Review: El Topo



Just got back in from a midnight screening of El Topo at IFC Center. I’ve read a lot about this perennial arthouse favorite over the years, but concrete plot details were always difficult to come by. Now I know why: what begins as a fairly generic (albeit somewhat quirky) Western about a black-clad gunslinger and his stark naked son avenging the slaughter of an entire village quickly takes a hard swerve into the surreal. The result is a psychedelic, hallucinogenic odyssey, less concerned with narrative than with assaulting the viewer with a barrage of bizarre, borderline incomprehensible imagery (such as a man with no legs riding on the back of a man with no arms, or a pile of dead rabbits spontaneously bursting into flames).


Alejandro Jodorowsky’s direction evokes equal parts Sergio Corbucci, David Lynch, and John Waters—relentlessly pessimistic, deliberately nonsensical, and gleefully grotesque.
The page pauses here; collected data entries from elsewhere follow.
PR #88, opened 2026-09-10
Build the two library mappers with JsonMapper and test the primitive-null setting in both apps

### LINKED ISSUE #87: Jackson 3 follow-ups: build the two library mappers with JsonMapper, and test the primitive-null setting in both apps
## Why

Two follow-ups from the Jackson 3 migration (`tsanetgit/Connect_SDK#67`, released as connect-library 1.0.0) were carried on `tsanetgit/Fin-Intercom_App#76` as "tracked elsewhere" with no issue behind them. This issue is that home. Both are small and both are about the same thing: Jackson 3 defaults that the migration worked around rather than adopted.

## 1. `new ObjectMapper()` to `JsonMapper` in library main code

Jackson 3's builder-first mapper is `tools.jackson.databind.json.JsonMapper`; `ObjectMapper` remains as the runtime type but `new ObjectMapper()` is the Jackson 2 idiom and bypasses the builder where per-mapper configuration belongs. On `main` today, library main code has two:

```
connect-library/src/main/java/com/tsanet/api/connectapi/internal/OAuthTokenGateway.java:18
connect-library/src/main/java/com/tsanet/api/webhook/WebhookPayloadParser.java:8
```

Move both to `JsonMapper.builder()...build()`, with any feature the code relies on stated on the builder rather than inherited from the default. Consumers are not affected (both mappers are private statics). The Fin connector has zero occurrences in main code (five in tests, left alone).

## 2. A test that asserts the primitive-null setting

Jackson 3 flipped `FAIL_ON_NULL_FOR_PRIMITIVES` to true. The migration turned it back off in `TSANet-integration-app` and `TSANet-integration-demo` `application.yml` (`fail-on-null-for-primitives: false`, with a comment on why) and `CollaborationRequestFormRepository` handles the same default in code. The QA round on #67 caught a sibling flip (`FAIL_ON_UNKNOWN_PROPERTIES`) only because a test failed; the primitive-null setting has no test, so a future Boot or Jackson bump that changes how the property binds would pass silently. Add a test per app that deserializes a body with a `null` primitive through the app's injected mapper and asserts it binds to the default rather than throwing.

## Acceptance

- [ ] `git grep 'new ObjectMapper()' -- connect-library/src/main` returns nothing
- [ ] connect-library test suite green with the two mappers rebuilt
- [ ] A test in each of the two apps that fails when `fail-on-null-for-primitives` is removed from that app's `application.yml` (red-probed once, then committed green)

## References

- Origin: `tsanetgit/Fin-Intercom_App#76`; migration: `tsanetgit/Connect_SDK#67`

shawn-tsanet:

There may even be a bit of Ed Wood and Tommy Wiseau in him: he’s clearly attempting to grapple with themes of sin, redemption, faith, forgiveness, and enlightenment, but because he leans so heavily on faux symbolism, the film ultimately ends up feeling silly at best and self-important at worst. 



That being said, I still managed to find plenty of beauty amidst the madness (the reconciliation between our reformed hero and his now adult son in the third act is particularly moving). El Topo is very much like some of my favorite poetry that way: sure, it’s kind of a word salad, but man, does it have a nice rhythm.